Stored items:
___
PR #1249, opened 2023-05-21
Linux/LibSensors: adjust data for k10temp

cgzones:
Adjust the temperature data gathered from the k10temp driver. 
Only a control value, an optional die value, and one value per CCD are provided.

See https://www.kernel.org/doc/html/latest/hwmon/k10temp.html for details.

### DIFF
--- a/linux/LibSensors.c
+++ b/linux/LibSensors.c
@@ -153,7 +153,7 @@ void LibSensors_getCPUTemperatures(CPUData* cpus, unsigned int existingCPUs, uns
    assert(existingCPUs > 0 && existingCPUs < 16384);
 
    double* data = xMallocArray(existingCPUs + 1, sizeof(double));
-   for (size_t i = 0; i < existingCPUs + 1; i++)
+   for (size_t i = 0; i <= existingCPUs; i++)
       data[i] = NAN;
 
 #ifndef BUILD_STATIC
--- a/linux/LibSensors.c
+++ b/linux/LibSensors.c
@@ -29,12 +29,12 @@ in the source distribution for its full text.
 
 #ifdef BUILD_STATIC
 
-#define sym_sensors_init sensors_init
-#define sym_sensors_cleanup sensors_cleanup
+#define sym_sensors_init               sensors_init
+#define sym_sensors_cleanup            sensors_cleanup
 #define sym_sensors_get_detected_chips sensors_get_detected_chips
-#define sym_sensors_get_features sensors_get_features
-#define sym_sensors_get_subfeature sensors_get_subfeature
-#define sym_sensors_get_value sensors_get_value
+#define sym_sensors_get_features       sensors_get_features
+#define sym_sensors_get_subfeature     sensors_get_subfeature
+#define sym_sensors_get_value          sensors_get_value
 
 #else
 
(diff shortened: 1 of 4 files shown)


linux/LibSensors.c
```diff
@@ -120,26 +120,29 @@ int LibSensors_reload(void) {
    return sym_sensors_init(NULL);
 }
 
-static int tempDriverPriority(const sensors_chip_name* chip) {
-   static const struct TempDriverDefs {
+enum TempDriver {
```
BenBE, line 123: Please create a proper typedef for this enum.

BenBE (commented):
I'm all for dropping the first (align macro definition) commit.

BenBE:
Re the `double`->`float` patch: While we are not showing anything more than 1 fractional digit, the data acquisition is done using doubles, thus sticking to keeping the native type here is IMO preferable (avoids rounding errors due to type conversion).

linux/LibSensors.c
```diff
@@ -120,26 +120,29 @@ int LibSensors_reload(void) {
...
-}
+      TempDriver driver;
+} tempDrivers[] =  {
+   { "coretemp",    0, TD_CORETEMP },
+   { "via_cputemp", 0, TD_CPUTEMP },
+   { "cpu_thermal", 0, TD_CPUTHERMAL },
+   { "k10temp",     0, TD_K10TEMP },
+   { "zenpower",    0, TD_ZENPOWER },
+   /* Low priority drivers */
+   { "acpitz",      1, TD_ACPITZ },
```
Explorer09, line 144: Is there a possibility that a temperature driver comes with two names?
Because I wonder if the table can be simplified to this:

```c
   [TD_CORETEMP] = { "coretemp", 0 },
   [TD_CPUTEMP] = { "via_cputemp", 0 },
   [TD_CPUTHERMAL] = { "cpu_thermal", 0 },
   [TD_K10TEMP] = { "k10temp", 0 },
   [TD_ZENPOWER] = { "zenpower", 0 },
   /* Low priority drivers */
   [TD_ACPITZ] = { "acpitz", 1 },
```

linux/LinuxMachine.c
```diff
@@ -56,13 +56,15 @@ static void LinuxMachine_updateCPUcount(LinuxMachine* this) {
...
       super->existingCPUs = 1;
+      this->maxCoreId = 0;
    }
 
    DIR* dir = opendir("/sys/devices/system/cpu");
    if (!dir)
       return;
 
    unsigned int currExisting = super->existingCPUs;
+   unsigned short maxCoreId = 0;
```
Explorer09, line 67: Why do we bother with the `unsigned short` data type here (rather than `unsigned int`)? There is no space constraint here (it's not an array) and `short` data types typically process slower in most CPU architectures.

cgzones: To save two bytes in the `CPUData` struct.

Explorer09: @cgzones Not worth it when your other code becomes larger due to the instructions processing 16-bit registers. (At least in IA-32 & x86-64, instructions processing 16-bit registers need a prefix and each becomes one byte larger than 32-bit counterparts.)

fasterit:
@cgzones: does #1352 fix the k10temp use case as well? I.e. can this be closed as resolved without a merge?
___
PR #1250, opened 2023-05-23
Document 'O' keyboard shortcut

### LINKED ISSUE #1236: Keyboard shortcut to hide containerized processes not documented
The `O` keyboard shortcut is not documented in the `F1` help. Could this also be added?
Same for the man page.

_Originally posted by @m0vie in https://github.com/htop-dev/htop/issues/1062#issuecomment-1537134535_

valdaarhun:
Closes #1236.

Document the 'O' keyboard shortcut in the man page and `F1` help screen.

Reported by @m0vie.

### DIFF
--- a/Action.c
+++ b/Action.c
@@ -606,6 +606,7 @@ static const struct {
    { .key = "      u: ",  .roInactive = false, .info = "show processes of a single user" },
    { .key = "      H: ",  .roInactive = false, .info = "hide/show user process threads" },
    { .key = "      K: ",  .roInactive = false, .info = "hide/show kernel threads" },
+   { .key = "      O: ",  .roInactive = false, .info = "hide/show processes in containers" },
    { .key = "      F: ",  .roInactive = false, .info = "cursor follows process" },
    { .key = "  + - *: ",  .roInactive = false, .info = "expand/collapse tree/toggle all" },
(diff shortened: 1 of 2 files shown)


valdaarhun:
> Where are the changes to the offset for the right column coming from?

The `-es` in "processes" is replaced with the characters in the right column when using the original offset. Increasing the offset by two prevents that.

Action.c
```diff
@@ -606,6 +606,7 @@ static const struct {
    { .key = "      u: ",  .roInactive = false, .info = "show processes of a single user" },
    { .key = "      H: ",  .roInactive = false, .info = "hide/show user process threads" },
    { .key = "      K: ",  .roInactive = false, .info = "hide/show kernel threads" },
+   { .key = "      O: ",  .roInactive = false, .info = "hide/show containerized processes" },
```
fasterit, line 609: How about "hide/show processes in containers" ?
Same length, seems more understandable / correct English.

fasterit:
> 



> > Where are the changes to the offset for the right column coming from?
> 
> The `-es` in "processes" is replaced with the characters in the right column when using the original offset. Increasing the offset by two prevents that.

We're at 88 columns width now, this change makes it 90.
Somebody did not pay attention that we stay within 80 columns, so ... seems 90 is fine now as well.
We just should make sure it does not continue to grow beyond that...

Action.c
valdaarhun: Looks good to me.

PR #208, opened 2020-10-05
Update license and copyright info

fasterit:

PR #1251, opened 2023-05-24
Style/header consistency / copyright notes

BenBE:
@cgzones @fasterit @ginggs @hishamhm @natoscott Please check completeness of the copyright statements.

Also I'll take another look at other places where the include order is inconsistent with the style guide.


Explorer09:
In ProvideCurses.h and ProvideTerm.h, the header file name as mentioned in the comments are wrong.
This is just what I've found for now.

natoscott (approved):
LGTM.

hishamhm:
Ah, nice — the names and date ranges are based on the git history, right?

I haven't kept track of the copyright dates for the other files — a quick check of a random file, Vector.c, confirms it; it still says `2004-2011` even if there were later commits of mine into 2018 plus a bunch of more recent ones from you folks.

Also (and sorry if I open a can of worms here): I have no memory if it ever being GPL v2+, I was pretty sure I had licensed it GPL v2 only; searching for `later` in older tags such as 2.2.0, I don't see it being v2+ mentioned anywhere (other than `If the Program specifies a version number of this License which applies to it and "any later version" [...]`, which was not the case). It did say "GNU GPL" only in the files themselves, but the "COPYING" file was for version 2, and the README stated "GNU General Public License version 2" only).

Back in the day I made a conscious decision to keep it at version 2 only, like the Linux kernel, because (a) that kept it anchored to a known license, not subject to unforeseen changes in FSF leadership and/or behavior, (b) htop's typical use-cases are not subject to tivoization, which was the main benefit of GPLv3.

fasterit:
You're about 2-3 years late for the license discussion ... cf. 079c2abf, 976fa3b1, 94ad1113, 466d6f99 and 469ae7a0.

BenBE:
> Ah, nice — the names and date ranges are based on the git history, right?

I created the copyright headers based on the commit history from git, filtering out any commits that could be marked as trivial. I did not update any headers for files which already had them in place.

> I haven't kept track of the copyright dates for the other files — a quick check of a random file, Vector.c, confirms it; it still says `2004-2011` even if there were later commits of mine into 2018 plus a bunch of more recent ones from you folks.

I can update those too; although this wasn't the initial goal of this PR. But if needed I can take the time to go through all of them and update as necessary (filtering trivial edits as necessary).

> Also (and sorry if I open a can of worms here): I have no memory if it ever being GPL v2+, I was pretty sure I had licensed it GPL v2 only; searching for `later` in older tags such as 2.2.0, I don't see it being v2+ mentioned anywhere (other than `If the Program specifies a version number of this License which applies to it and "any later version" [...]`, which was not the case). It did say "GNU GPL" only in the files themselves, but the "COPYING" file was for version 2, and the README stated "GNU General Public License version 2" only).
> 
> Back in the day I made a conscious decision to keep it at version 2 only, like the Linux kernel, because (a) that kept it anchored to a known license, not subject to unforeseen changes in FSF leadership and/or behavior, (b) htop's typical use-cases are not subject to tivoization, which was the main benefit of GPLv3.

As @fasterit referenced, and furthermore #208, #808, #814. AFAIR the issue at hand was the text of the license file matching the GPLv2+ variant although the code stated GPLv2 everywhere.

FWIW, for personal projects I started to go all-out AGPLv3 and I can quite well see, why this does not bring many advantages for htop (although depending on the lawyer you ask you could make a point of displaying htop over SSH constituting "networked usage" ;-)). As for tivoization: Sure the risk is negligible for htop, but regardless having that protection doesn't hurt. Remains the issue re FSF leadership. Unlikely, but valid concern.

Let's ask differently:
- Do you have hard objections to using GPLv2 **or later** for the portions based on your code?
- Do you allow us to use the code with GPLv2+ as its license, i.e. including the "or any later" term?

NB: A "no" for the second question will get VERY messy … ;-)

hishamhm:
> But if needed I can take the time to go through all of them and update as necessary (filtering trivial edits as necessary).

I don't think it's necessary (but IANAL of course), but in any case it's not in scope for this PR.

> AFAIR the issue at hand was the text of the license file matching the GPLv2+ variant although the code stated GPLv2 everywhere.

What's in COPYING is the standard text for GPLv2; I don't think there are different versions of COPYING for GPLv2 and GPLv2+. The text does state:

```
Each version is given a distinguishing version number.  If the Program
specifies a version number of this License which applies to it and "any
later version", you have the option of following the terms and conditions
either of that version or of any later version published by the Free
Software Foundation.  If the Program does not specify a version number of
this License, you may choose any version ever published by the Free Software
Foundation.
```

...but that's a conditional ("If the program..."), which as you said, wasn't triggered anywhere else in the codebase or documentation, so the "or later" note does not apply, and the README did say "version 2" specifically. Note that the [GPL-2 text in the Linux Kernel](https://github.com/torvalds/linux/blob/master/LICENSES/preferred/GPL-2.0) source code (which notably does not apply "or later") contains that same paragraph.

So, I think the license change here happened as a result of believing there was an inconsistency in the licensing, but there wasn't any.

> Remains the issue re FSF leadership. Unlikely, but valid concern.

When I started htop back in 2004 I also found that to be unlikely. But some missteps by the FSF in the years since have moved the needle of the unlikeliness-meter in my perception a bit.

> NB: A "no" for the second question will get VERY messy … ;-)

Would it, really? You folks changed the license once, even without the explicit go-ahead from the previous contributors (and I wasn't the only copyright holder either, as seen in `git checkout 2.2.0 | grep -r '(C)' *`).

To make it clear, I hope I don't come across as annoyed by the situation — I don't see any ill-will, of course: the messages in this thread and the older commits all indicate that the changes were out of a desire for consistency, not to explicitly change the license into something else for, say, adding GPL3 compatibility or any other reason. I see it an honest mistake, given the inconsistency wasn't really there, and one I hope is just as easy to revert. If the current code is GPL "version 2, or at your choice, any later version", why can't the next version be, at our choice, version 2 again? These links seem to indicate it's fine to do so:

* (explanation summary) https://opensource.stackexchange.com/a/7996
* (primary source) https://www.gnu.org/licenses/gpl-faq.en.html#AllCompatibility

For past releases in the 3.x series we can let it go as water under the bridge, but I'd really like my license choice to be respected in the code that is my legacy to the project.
___
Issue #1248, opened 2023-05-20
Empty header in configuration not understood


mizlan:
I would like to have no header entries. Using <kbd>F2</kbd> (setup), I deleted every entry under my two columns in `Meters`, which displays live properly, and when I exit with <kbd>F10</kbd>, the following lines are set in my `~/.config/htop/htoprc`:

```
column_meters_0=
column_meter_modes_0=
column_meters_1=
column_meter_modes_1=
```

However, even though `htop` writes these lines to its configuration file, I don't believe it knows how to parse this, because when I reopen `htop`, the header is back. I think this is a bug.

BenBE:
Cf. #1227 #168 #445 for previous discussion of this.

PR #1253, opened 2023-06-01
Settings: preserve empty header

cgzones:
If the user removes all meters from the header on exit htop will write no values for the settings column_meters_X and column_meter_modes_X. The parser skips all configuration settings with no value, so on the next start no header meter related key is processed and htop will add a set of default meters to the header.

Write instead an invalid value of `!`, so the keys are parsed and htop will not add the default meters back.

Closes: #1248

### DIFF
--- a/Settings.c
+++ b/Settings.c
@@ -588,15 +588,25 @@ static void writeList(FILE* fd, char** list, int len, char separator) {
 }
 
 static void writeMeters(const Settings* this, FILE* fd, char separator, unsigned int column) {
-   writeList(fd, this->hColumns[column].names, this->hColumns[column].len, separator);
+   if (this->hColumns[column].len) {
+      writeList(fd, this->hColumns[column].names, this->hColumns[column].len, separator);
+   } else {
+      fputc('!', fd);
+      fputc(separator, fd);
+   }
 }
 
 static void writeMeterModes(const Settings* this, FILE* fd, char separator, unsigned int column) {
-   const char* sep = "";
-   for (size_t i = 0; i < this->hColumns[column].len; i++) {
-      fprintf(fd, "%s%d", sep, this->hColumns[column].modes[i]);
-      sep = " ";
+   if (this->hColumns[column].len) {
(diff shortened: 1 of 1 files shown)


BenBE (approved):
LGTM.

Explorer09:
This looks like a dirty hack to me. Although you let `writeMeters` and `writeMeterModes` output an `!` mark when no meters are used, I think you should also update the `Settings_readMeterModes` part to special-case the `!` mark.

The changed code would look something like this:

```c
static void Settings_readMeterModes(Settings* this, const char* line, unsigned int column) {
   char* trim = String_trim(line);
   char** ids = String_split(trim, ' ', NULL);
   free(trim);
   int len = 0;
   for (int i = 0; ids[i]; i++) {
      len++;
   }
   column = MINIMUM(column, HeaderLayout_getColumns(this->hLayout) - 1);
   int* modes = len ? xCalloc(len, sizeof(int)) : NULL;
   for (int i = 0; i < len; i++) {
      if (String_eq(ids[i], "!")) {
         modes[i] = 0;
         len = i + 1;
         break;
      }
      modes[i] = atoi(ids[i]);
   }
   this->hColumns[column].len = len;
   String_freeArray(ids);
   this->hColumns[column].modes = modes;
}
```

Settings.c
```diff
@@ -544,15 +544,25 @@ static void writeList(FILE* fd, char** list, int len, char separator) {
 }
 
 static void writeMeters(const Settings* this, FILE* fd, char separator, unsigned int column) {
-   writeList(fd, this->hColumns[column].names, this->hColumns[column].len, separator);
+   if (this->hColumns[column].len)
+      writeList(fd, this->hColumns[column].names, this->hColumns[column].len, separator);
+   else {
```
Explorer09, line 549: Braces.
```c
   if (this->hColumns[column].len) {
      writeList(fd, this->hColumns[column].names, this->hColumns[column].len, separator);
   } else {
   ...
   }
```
___
> [Your assignment] Show a copy of each line from the data that includes the word "published".

> [Problem solution]
either of that version or of any later version published by the Free
this License, you may choose any version ever published by the Free Software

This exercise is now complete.